[Saved entries]
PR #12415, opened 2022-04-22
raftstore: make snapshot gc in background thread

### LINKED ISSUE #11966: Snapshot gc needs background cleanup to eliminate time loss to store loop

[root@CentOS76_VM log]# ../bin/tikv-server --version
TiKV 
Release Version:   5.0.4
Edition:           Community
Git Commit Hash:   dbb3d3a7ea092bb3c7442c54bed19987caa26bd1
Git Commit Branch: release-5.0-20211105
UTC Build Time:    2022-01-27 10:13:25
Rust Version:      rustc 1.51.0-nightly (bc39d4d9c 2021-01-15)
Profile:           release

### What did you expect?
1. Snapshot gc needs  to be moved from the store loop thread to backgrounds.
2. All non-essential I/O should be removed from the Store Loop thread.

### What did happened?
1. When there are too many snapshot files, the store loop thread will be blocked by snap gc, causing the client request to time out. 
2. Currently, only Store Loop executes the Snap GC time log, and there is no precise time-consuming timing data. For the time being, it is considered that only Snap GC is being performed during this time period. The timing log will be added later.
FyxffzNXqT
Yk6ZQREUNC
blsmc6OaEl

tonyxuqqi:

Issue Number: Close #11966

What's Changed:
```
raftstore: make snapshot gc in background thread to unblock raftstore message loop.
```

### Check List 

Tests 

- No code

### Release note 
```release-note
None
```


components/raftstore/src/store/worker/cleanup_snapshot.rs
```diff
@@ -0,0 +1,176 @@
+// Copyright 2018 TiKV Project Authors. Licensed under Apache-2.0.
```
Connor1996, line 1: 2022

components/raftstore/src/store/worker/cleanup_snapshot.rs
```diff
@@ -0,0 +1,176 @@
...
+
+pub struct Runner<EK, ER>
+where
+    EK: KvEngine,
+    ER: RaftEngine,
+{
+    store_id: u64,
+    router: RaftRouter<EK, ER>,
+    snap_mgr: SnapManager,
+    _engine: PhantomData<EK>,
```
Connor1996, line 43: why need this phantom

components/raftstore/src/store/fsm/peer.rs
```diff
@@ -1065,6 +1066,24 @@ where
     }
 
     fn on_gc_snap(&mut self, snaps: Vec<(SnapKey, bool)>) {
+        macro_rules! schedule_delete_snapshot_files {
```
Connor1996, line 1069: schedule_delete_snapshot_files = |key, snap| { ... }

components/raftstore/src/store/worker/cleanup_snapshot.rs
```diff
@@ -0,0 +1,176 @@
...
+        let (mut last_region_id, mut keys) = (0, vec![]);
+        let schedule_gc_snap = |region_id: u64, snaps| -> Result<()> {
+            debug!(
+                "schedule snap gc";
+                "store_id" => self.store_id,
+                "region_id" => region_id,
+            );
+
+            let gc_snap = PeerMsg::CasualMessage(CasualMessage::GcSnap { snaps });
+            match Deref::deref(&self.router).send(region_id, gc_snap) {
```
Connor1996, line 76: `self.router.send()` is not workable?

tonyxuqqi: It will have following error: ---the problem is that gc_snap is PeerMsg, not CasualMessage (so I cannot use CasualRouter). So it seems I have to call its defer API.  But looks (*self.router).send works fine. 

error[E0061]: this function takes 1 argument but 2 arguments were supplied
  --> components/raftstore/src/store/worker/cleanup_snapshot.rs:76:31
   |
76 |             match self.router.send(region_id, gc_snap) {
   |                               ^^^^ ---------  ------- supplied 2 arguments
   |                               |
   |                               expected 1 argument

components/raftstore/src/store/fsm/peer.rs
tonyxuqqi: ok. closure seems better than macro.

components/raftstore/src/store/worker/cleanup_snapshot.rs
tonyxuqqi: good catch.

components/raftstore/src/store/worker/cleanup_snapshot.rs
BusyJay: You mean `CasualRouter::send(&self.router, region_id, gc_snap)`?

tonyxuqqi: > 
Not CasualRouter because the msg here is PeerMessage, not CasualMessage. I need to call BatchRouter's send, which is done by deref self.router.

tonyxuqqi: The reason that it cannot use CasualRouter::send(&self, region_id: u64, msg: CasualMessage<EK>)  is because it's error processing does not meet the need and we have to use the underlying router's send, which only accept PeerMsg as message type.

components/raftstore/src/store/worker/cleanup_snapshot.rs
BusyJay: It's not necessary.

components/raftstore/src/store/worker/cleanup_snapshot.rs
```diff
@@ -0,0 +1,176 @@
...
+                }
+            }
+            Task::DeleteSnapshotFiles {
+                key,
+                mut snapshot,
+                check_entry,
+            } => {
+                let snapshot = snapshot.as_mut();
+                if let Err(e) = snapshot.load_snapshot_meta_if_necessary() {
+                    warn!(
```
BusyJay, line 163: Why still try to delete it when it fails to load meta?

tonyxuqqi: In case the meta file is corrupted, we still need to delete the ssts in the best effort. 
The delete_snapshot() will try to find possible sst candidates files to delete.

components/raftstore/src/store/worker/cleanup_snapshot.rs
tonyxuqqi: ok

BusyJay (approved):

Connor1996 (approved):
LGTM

* What to work on
Which lines of the data contain "deref"? Copy them all.

* Answer box
+            match Deref::deref(&self.router).send(region_id, gc_snap) {
Not CasualRouter because the msg here is PeerMessage, not CasualMessage. I need to call BatchRouter's send, which is done by deref self.router.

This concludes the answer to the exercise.